§ **What to do**: Look through the data below. Pick out the lines holding the string "concurrency".

§ **Data shown**:
PR #11867, opened 2026-05-05
 Decouple concurrency limit metrics from socket naming

### LINKED ISSUE #11826: Decouple concurrency Limit metrics from socket naming
## Problem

§ **Result below**:
 Decouple concurrency limit metrics from socket naming
### LINKED ISSUE #11826: Decouple concurrency Limit metrics from socket naming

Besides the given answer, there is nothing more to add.